- Directed by: Guy Maddin; Co-director:; Evan Johnson;
- Written by: Evan Johnson; Robert Kotyk; Guy Maddin; Additional material:; John Ashbery; Story editor:; Kim Morgan;
- Produced by: David Christensen
- Starring: Roy Dupuis; Clara Furey; Jacques Nolot; Ariane Labed; Charlotte Rampling; Mathieu Amalric; Udo Kier; Maria de Medeiros; Sparks; Adèle Haenel; Gregory Hlady; Louis Negin; Karine Vanasse; Geraldine Chaplin;
- Cinematography: Benjamin Kasulke; Stéphanie Weber Biron;
- Edited by: John Gurdebeke
- Music by: Galen Johnson; Guy Maddin; Jason Staczek;
- Production companies: Buffalo Gals Pictures; Phi; National Film Board of Canada;
- Distributed by: Mongrel Media (Canada); Phi (Canada); Kino Lorber (United States);
- Release dates: 26 January 2015 (Sundance); 9 October 2015 (Canada);
- Running time: 119 minutes
- Country: Canada
- Language: English
- Box office: $34,404

= The Forbidden Room (2015 film) =

The Forbidden Room is a 2015 Canadian experimental fantasy drama film co-directed by Guy Maddin and Evan Johnson (being latter's feature directorial debut), and written by Maddin, Johnson, and Robert Kotyk. The film stars Roy Dupuis, Clara Furey, Louis Negin, Jacques Nolot, Charlotte Rampling, Udo Kier, Gregory Hlady, Sparks, Karine Vanasse, Adele Haenel, Mathieu Amalric, Maria de Medeiros and Geraldine Chaplin.

==Plot==
The film's frame story, and the narrative it returns to the most, concerns a submarine crew transporting a volatile substance that will explode if they ever resurface. As the crew struggle to survive with low oxygen levels, a woodsman (Roy Dupuis) mysteriously forces his way onto the vessel; the crew believe his sudden appearance may lead to an escape from their predicament.
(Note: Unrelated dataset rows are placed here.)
PR #823, opened 2026-08-04
oceantv: refactor yt

elliot-ausocean:
This change refactors the yt package by splitting it into two separate packages - youtube and broadcast_host. Youtube is split out as another service as another service is using it. yt is renamed to broadcast_host as it is a more generic name. BroadcastService is renamed to BroadcastHost as there are a lot of things named service and it isn't referring to an OceanTV service but an external host of the live stream.

### DIFF
--- a/cmd/oceantv/broadcast_host/broadcast_host.go
+++ b/cmd/oceantv/broadcast_host/broadcast_host.go
@@ -1,0 +1,69 @@
+/*
+AUTHORS
+  Saxon Nelson-Milton <saxon@ausocean.org>
+
+LICENSE
+  Copyright (C) 2026 the Australian Ocean Lab (AusOcean)
+
+  This file is part of Ocean TV. Ocean TV is free software: you can
+  redistribute it and/or modify it under the terms of the GNU
+  General Public License as published by the Free Software
+  Foundation, either version 3 of the License, or (at your option)
+  any later version.
+
+  Ocean TV is distributed in the hope that it will be useful,
+  but WITHOUT ANY WARRANTY; without even the implied warranty of
+  MERCHANTABILITY or FITNESS FOR A PARTICULAR PURPOSE.  See the
+  GNU General Public License for more details.
+
+  You should have received a copy of the GNU General Public License
+  in gpl.txt. If not, see <http://www.gnu.org/licenses/>.
+*/
+
+package broadcast_host
+
+import (
+	"context"
+	"fmt"
+	"net/http"
+	"time"
+
+	"github.com/ausocean/cloud/youtube"
+)
+
+// ServerResponse is an interface for a server response.
+type ServerResponse interface {
+	fmt.Stringer
+	StatusCode() int
+	HTTPHeader() http.Header
+}
+
+// BroadcastOption is an option to pass when creating a new broadcast host.
+type BroadcastOption func(interface{}) error
+
+// BroadcastHost is an interface for a broadcast host that the camera will stream to.
+// For example, YouTube and OceanMedia.
+type BroadcastHost interface {
+	CreateBroadcast(
+		ctx context.Context,
+		broadcastName, description, streamName, privacy, resolution string,
+		start, end time.Time,
+		opts ...BroadcastOption,
+	) (ServerResponse, youtube.IDs, string, error)
+
+	StartBroadcast(
+		name, bID, sID string,
+		saveLink func(key, link string) error,
+		extStart, extStop func() error,
+		notify func(msg string) error,
+		onLiveActions func() error,
+	) error
+
+	BroadcastStatus(ctx context.Context, id string) (string, error)
+	BroadcastScheduledStartTime(ctx context.Context, id string) (time.Time, error)
+	BroadcastHealth(ctx context.Context, sid string) (string, error)
+	RTMPKey(ctx context.Context, streamName string) (string, error)
+	CompleteBroadcast(ctx context.Context, id string) error
+	PostChatMessage(cID, msg string) error
+	SetBroadcastPrivacy(ctx context.Context, id, privacy string) error
+}
--- a/cmd/oceantv/broadcast_host/youtube-standalone.go
+++ b/cmd/oceantv/broadcast_host/youtube-standalone.go
@@ -27,9 +27,9 @@ LICENSE
   in gpl.txt. If not, see <http://www.gnu.org/licenses/>.
 */
 
-// package yt provides functionality for setting up a YouTube livestream
+// package youtube provides functionality for setting up a YouTube livestream
 // service and broadcast scheduling.
-package yt
+package broadcast_host
 
 import (
 	"log"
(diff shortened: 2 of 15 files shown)


cmd/oceantv/broadcast_host/youtube-standalone.go
```diff
@@ -27,9 +27,9 @@ LICENSE
   in gpl.txt. If not, see <http://www.gnu.org/licenses/>.
 */
 
-// package yt provides functionality for setting up a YouTube livestream
+// package youtube provides functionality for setting up a YouTube livestream
```
ao-david: This comment doesn't line up with the package name.

cmd/oceantv/broadcast_host/youtube.go
```diff
@@ -20,7 +20,7 @@ LICENSE
   in gpl.txt. If not, see <http://www.gnu.org/licenses/>.
 */
 
-package yt
+package broadcast_host
```
ao-david: Review these guidelines: https://go.dev/blog/package-names

Consider a different name for the package, even if it is just `broadcasthost`

cmd/oceantv/broadcast_host/youtube.go
```diff
@@ -79,26 +43,26 @@ func (y YouTubeResponse) String() string          { return fmt.Sprintf("%v", goo
 func (y YouTubeResponse) StatusCode() int         { return googleapi.ServerResponse(y).HTTPStatusCode }
 func (y YouTubeResponse) HTTPHeader() http.Header { return googleapi.ServerResponse(y).Header }
 
-// YouTubeBroadcastService is a BroadcastService implementation for YouTube.
-type YouTubeBroadcastService struct {
+// YouTubeBroadcastHost is a BroadcastHost implementation for YouTube.
+type YouTubeBroadcastHost struct {
```
ao-david: Again following go idioms, we should try to avoid repeating the package name in exported types and methods.
Consider:
```go
broadcasthost.YoutubeBroadcastHost // Includes repitition.
// vs
broadcasthost.Youtube // No repitition but still clear.
// or
broadcasthost.YoutubeHost // A little repitition but more concise.
```

cmd/oceantv/broadcast_host/youtube.go
```diff
@@ -79,26 +43,26 @@ func (y YouTubeResponse) String() string          { return fmt.Sprintf("%v", goo
...
 	limiter  ratelimit.RateLimiter
 	log      func(string, ...interface{})
 	tokenURI string
 }
 
-func NewYouTubeBroadcastService(tokenURI string, log func(string, ...interface{})) *YouTubeBroadcastService {
-	return &YouTubeBroadcastService{log: log, tokenURI: tokenURI}
+func NewYouTubeBroadcastHost(tokenURI string, log func(string, ...interface{})) *YouTubeBroadcastHost {
```
ao-david: consider:
```go
broadcasthost.NewYoutube
// or 
broadcasthost.NewYoutubeHost
```

cmd/oceantv/broadcast_host/broadcast_host.go
```diff
@@ -0,0 +1,69 @@
...
+	"context"
+	"fmt"
+	"net/http"
+	"time"
+
+	"github.com/ausocean/cloud/youtube"
+)
+
+// ServerResponse is an interface for a server response.
+type ServerResponse interface {
```
ao-david: Should Server response even just be response, since the response is coming from the broadcast host?
```go
broadcasthost.ServerResponse
// vs
broadcasthost.Response
```

cmd/oceantv/broadcast_host/broadcast_host.go
```diff
@@ -0,0 +1,69 @@
...
+	fmt.Stringer
+	StatusCode() int
+	HTTPHeader() http.Header
+}
+
+// BroadcastOption is an option to pass when creating a new broadcast host.
+type BroadcastOption func(interface{}) error
```
ao-david: I think this should just be `Option` (`broadcasthost.Option` vs `broadcasthost.BroadcastOption`)

ao-david: Also, we should be able to be more precise with the args:
```go
type Option func(h *BroadcastHost) error
```

cmd/oceantv/broadcast_host/youtube.go
```diff
@@ -79,26 +43,26 @@ func (y YouTubeResponse) String() string          { return fmt.Sprintf("%v", goo
...
+// YouTubeBroadcastHost.
 func WithRateLimiter(limiter ratelimit.RateLimiter) BroadcastOption {
 	return func(i interface{}) error {
-		if s, ok := i.(*YouTubeBroadcastService); ok {
+		if s, ok := i.(*YouTubeBroadcastHost); ok {
 			s.limiter = limiter
 			return nil
 		}
-		return errors.New("this option is not for YouTubeBroadcastService")
+		return errors.New("this option is not for YouTubeBroadcastHost")
```
ao-david: I know this wasn't your error message, but I think this error logic is backwards, should be: `this option is only for YouTubeBroadcastHost`

cmd/oceantv/broadcasthost/broadcasthost.go
```diff
@@ -0,0 +1,69 @@
...
+	StatusCode() int
+	HTTPHeader() http.Header
+}
+
+// BroadcastOption is an option to pass when creating a new broadcast host.
+type BroadcastOption func(interface{}) error
+
+// BroadcastHost is an interface for a broadcast host that the camera will stream to.
+// For example, YouTube and OceanMedia.
+type BroadcastHost interface {
```
ao-david: We could also consider calling this just `Host`
```golang
broadcasthost.BroadcastHost
// vs
broadcasthost.Host // broadcast context is contained in the package name
```

youtube/storage.go
```diff
@@ -25,7 +25,7 @@ LICENSE
   in gpl.txt. If not, see <http://www.gnu.org/licenses/>.
 */
 
-package yt
+package youtube
```
ao-david: I'm not convinced by this name change. The youtube package from google is already used in other parts of the codebase. From the go package name guide:

> Avoid unnecessary package name collisions. While packages in different directories may have the same name, packages that are frequently used together should have distinct names. This reduces confusion and the need for local renaming in client code. For the same reason, avoid using the same name as popular standard packages like io or http.

Since youtube is a popular package name already, we should avoid overlapping. Unless, we are completely not calling the OG youtube package in any code, and only this package.

I support renaming it, but I think `youtube` is worse. Consider maybe `ytclient`

ao-david (changes requested):
I think the naming could be improved to better match go idioms

cmd/oceantv/broadcasthost/broadcasthost.go
elliot-ausocean: I personally prefer leaving it as BroadcastHost but I could be convinced either way.

ao-david: I think unless we have a good reason, we should follow the go idiom.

The men navigate a labyrinth of rooms and passageways while trying to access the captain's chamber. Along the way, they recount stories that lead to other stories, which unfold in a complex and layered manner. The most important of these "sub-stories" shows the woodsman and his fellow "sapling-jacks" trying to rescue a woman named Margot from depraved kidnappers. Other sub-stories involve: a surgeon kidnapped by a team of "women skeletons" who work as insurance defrauders; a madman on a train under the charge of a womanizing psychiatrist; a mustache that seeks to comfort the widow of the man whose face it used to adorn; and a doctor cursed by a bust of Janus. The submarine crew finally reach the captain's "forbidden room", only to find him incapacitated. Most of the men die of asphyxiation, but the woodsman finds that the volatile cargo has transformed into his love, Margot. A passionate kiss leads into a montage of proposed endings from "The Book of Climaxes", and an abrupt, inconclusive ending to the film itself.

==Cast==

- Roy Dupuis as Cesare
- Clara Furey as Margot
- Louis Negin as Marv / Smithy / Mars / Organizer / Mr. Lanyon
- Udo Kier as Count Yugh / The Butler / The Dead Father / Guard / Pharmacist
- Karine Vanasse as Florence Labadie
- Gregory Hlady as Jarvis / Dr. Deane / A Husband
- Mathieu Amalric as Thadeusz M____ / Ostler
- Noel Burton as Wolf / Pilot / The Captain
- Geraldine Chaplin as The Master Passion / Nursemaid / Aunt Chance
- Paul Ahmarani as Dr. Deng / Speedy
- Caroline Dhavernas as Gong
- Jacques Nolot as Bent / Minister of the Interior
- Maria de Medeiros as The Blind Mother / Clotilde
- Charlotte Rampling as The Ostler's Mother
- Victor Andrés Trelles Turgeon as Pancho
- Sparks as the Voices of the Faceless Crooner
  - Russell Mael provides the primary voice, Ron Mael provides additional voices.
- Sophie Desmarais as Jane Lanyon
- Ariane Labed as Alicia Warlock / The Chambermaid
- Slimane Dazi as Baron Pappenheim
- André Wilms as Surgeon
- Adèle Haenel as The Mute Invalid
- Céline Bonnier as Eve
- Lewis Furey as The Skull-Faced Man
- Amira Casar as Mrs. M____
- Jean-François Stévenin as The Doctor
- Kim Morgan as Kim
- Marie Brassard as Mysterious Necklace Woman
- John Churchill as Karl Le Barron
- Arthur Holden as Auctioneer
- Anthony Lemke as Bud
- Elina Löwensohn as Sister
- Darcy Fehr as Nightclub Attendee / Climax Player

==Production==
===Writing===
Many of the stories within the film's nesting doll structure were inspired by a lost film and then reimagined in an absurdist way, sometimes based only on the title. When asked how the idea for the structure came about, Johnson said he is a fan of Raymond Roussel.

===Filming and editing===
The film was shot on digital in public studios (where the public could visit and attend the film shoots) at the Centre Georges Pompidou in Paris, France and the Centre PHI in Montreal, Quebec, Canada.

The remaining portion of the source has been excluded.